1. Kondisi Geografis

Kabupaten Gowa berada pada 12º38.16’ Bujur Timur dari Jakarta dan 5º33.6’ Bujur Timur dari Kutub Utara. Sedangkan letak wilayah administrasinya antara 12º33.19’ hingga 13º15.17’ Bujur Timur dan 5º5’ hingga 5º34.7’ Lintang Selatan dari Jakarta. Kabupaten yang berada pada bagian selatan Provinsi Sulawesi Selatan ini berbatasan dengan 7 kabupaten/kota lain, yaitu di sebelah Utara berbatasan dengan Kota Makassar dan Kabupaten Maros. Di sebelah Timur berbatasan dengan Kabupaten Sinjai, Bulukumba, dan Bantaeng. Di sebelah Selatan berbatasan dengan Kabupaten Takalar dan Jeneponto sedangkan di bagian Barat berbatasan dengan Kota Makassar dan Takalar.

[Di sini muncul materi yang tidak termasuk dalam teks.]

PR #14671, opened 2026-03-10
Server: Fixes #14670: Fix isHashedPassword to support all bcrypt cost factors

### LINKED ISSUE #14670: Server: isHashedPassword hardcodes bcrypt cost factor, latent data corruption risk
### Operating system

Windows

### Joplin version

Joplin Server (latest dev branch)

### Desktop version info

_No response_

### Current behaviour

The isHashedPassword function **(located at packages/server/src/utils/auth.ts)** uses password.startsWith('$2a$10') to detect bcrypt hashes. This implementation **hardcodes both the algorithm version ($2a) and the cost factor ($10).**

If the bcrypt cost factor is changed from 10 to any other value (e.g., 12 — a routine security upgrade), the function fails to recognize new hashes. This causes the server to:

- Treat valid bcrypt hashes as plaintext

- Re-hash the 60-character bcrypt string (double-hashing)

- Store the corrupted double-hash in the database

- Permanently lock out the user — with no error raised

**Example:**

isHashedPassword('$2a$10$...') → true ✅ (only cost 10 works)

isHashedPassword('$2a$12$...') → false ❌ (cost 12 fails)

isHashedPassword('$2b$10$...') → false ❌ (version $2b fails)

### Expected behaviour

The isHashedPassword function **should recognize any valid bcrypt hash regardless of algorithm version** ($2a, $2b, $2y) or cost factor (04 through 31).

Proposed fix replace the `startsWith` check with a regex:

`export const isHashedPassword = (password: string) => {
    return /^\$2[aby]\$\d{2}\$/.test(password);
};`

This correctly matches all valid bcrypt formats while still rejecting plaintext passwords. This change ensures that security hardening (increasing salt rounds) can be performed without corrupting user authentication data.

### Logs

_No response_

KEERTHIAANAND:
## Summary

The [isHashedPassword](cci:1://file:///d:/GSoC%202026/joplin/packages/server/src/utils/auth.ts:11:0-13:2) function in [auth.ts](cci:7://file:///d:/GSoC%202026/joplin/packages/server/src/utils/auth.ts:0:0-0:0) is the sentinel used by `UserModel.save()` to distinguish plaintext passwords from already-hashed ones before storing them in the database. It currently uses `password.startsWith('$2a$10')`, which hardcodes both the bcrypt algorithm version (`$2a`) and the cost factor (`$10`). This creates a latent data corruption risk that can silently and permanently lock users out of their accounts.

## Problem

bcrypt hash strings follow the format `$2{version}${cost}$...` where:
- `version` is the algorithm variant (`a`, `b`, or `y`)
- `cost` is a two-digit work factor (e.g., `10`, `12`)

The current `startsWith('$2a$10')` check couples two independent concerns:
1. **Detecting** whether a string is a bcrypt hash
2. The **specific cost factor** used when the hash was generated

### Failure Scenario

1. A server administrator increases the bcrypt work factor from `10` to `12` (a routine, documented security hardening step)
2. All new passwords are now stored as `$2a$12$...`
3. When any of these users later have their record updated (e.g., profile change, password reset), [isHashedPassword('$2a$12$...')](cci:1://file:///d:/GSoC%202026/joplin/packages/server/src/utils/auth.ts:11:0-13:2) returns `false`
4. The server treats the stored 60-character bcrypt string as raw plaintext
5. It re-hashes the bcrypt string itself (double-hashing), producing garbage
6. The corrupted double-hash is stored in the database
7. The user's account is **permanently locked out** — no error is raised, no log is written

This is a **silent data corruption** bug with no recovery path.

## Solution

Replaced the `startsWith('$2a$10')` check with a flexible regex pattern that detects any valid bcrypt hash:

```typescript
// Before (vulnerable):
return password.startsWith('$2a$10');

// After (fixed):
return /^\$2[aby]\$\d{2}\$/.test(password);
```

## Test Plan

To run the tests:

1. Navigate to `packages/server`
2. Build: `npx tsc --project tsconfig.json`
3. Run: `yarn jest --testPathPattern="models/utils/user.test" --verbose`

**Expected result:** 32 tests pass across 4 categories:
- 8 valid bcrypt hashes (all versions and cost factors) → `true`
- 2 real hash generation tests (end-to-end with `hashPassword()`) → `true`
- 8 plaintext passwords → `false`
- 14 edge cases (truncated, invalid, non-bcrypt formats) → `false`

### AI Assistance Disclosure

AI tools were used to assist in generating test cases. I have reviewed all test cases, understand each one, and verified they work correctly.


laurent22:

If you intend to participate in GSoC, please make sure you read our [GSoC guidelines](https://github.com/joplin/gsoc).

And [please pay attention to our AI policy](https://github.com/joplin/gsoc/blob/master/ai_policy.md).

PR #14680, opened 2026-03-10
Desktop: Fixes #14676: Prevent 'Open With' prompt when toggling check…

### LINKED ISSUE #14676: Desktop: Toggling checkboxes in the note history viewer opens an open with prompt on Windows
### Operating system

Windows

### Joplin version

3.6.4

### Desktop version info

_No response_

### Current behaviour

Reproduction steps:
- Create a note with a checklist
- Restart Joplin
- Open the note history viewer and find a history item with the checkboxes showing
- Toggle one of the checkboxes

Image

See video (tested on Windows 10):
https://github.com/user-attachments/assets/119f60f6-8ec5-4ca6-9984-b08acef37b98

This only occurs on the note history viewer, not in the note viewer. This is a historic issues which has been the case in much earlier Joplin versions

### Expected behaviour

An open with dialog should not open when toggling checkboxes in the note history viewer

### Logs

_No response_

Arunava07M:
This PR fixes a bug where clicking a checkbox in the Note History window would cause an annoying "Open With" popup (or "No application found" on Mac) to appear.

Basically the History window did not know what to do when a checkbox was clicked. Because it did not have instructions for that click it was accidentally passing the message to the computer's operating system as if it were a website link. This caused the system to ask the user which app they wanted to use to open the "link"

I solved this in two simple ways:-
1. **Disabled the click:** I added a bit of CSS to the History view so the checkboxes are now greyed out and don't respond to clicks. This makes it clear to the user that they can not edit old versions of a note.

Luas wilayah Kabupaten Gowa adalah 1.883,33 km² atau sama dengan 3,01% dari wilayah Provinsi Sulawesi Selatan. Wilayah Kabupaten Gowa terbagi dalam 18 Kecamatan dengan jumlah Desa/Kelurahan definitif sebanyak 167 dan 726 Dusun/Lingkungan.

Wilayah Kabupaten Gowa sebagian besar berupa dataran tinggi berbukit-bukit, yaitu sekitar 72,26% yang meliputi 9 Kecamatan yakni Kecamatan Parangloe, Mamuju, Tinggimoncong, Tombolo Pao, Parigi, Bungaya, Bontolempangan, Tompobulu dan Biringbulu. Selebihnya 27,74% berupa dataran rendah dengan topografi tanah yang datar meliputi 9 Kecamatan yakni Kecamatan Somba Opu, Bontomarannu, Pattallassang, Pallangga, Barombong, Bajeng, Bajeng Barat, Bontonompo dan Bontonompo Selatan.

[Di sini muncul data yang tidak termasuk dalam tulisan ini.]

PR #14691, opened 2026-03-11
 Desktop(Windows): Fixes #14660 Text inputs are disabled after re-encrypt notes dialog journey

### LINKED ISSUE #14660: Desktop: Text inputs are disabled after re-encrypt notes dialog journey
### Operating system

Windows

### Joplin version

3.6.4

### Desktop version info

_No response_

### Current behaviour

Reproduction steps:
-Create a new profile
-Set a master password and enable encryption
-Change the master password
-Go to advanced encryption settings and click Re-encrypt data
-Click ok, then ok, then the back button at the bottom of the screen
-Go to a screen with a text input, eg. the note history section of settings, or file > switch profile > create new profile...
-Observe the input is disabled and cannot be focused. If you switch to another window and then back to Joplin, the input is re-enabled

This is the same issue as https://github.com/laurent22/joplin/issues/10887 but with a different context to reproduce it

See video:

https://github.com/user-attachments/assets/aca27a8e-019e-4348-b11c-a5e5f0480eea

### Expected behaviour

Text input should not get disabled after the re-encrypt notes dialog journey

### Logs

_No response_

ddg22004:
### Problem
In the following issue #14660 the text inputs would get disabled after re-encrypt notes alert dialog journey when using windows Desktop Application. The main cause of the issue was using alert(_'....') function in _**reencryptData**_ function in utils.ts , upon using the alert function the Text input fields would lose focus in Windows Desktop Applications.

### Solution
In order to solve this issue instead of using alert function in  _**reencryptData**_  a custom alert function was used by using shim.showMessageBox() to display the dialog. 

**Video**: 

https://github.com/user-attachments/assets/414d474a-5565-4564-acf9-58aead3fb523

### Test Plan
In order to test this , manual testing was performed using the following steps:
1. Go to Tools
2. Click on Options
3. Click on Encryption
4. Click on Show Advanced Settings
5. Click on Re-encrypt data 
6. Click on Ok during the re-encrypt data and go back to the main window.
7. Try Creating a a new Profile or try searching the notes the Input fields now do not lose focus.

### DIFF
--- a/packages/lib/components/EncryptionConfigScreen/utils.ts
+++ b/packages/lib/components/EncryptionConfigScreen/utils.ts
@@ -62,7 +62,7 @@ export const enableEncryptionConfirmationMessages = (_masterKey: MasterKeyEntity
 };
 
 export const reencryptData = async () => {
-	const ok = confirm(_('Please confirm that you would like to re-encrypt your complete database.'));
+	const ok = await shim.showConfirmationDialog(_('Please confirm that you would like to re-encrypt your complete database.'));
 	if (!ok) return;
 
 	await BaseItem.forceSyncAll();
--- a/packages/lib/components/EncryptionConfigScreen/utils.ts
+++ b/packages/lib/components/EncryptionConfigScreen/utils.ts
@@ -9,6 +9,7 @@ import { masterKeyEnabled, setMasterKeyEnabled } from '../../services/synchroniz
 import MasterKey from '../../models/MasterKey';
 import { reg } from '../../registry';
 import Setting from '../../models/Setting';
+import { MessageBoxType } from '../../shim';
 const { useCallback, useEffect, useState } = shim.react();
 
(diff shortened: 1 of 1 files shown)


mrjo118:
I gave this a test, and the solution is not complete. The first dialog needs amending too, because if you cancel the initial prompt you will also end up with text inputs disabled

packages/lib/components/EncryptionConfigScreen/utils.ts
mrjo118: Replacing with the following will do the trick:
`const ok = await shim.showConfirmationDialog(_('Please confirm that you would like to re-encrypt your complete database.'));`

ddg22004: Sure I'll make the changes and add a commit Thanks!

mrjo118 (approved):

Dari total luas Kabupaten Gowa, 35,30% mempunyai kemiringan tanah diatas 40 derajat, yaitu pada wilayah Kecamatan Parangloe, Tinggimoncong, Bungaya, Bontolempangan dan Tompobulu. Dengan bentuk topografi wilayah yang sebagian besar berupa dataran tinggi, wilayah Kabupaten Gowa dilalui oleh 15 sungai besar dan kecil yang sangat potensial sebagai sumber tenaga listrik dan untuk pengairan. Salah satu diantaranya sungai terbesar di Sulawesi Selatan adalah sungai Jeneberan oleh Pemerintah Kabupaten Gowa yang bekerja sama dengan Pemerintah Jepang, telah membangun proyek multi fungsi DAM Bili-Bili dengan luas + 2.415 Km² yang dapat menyediakan air irigasi seluas + 24.600 Ha, konsumsi air bersih (PAM) untuk masyarakat Kabupaten Gowa dan Makassar

sebanyak 35.000.000 m² dan untuk pembangkit tenaga listrik tenaga air yang berkekuatan 16,30 Mega Wait.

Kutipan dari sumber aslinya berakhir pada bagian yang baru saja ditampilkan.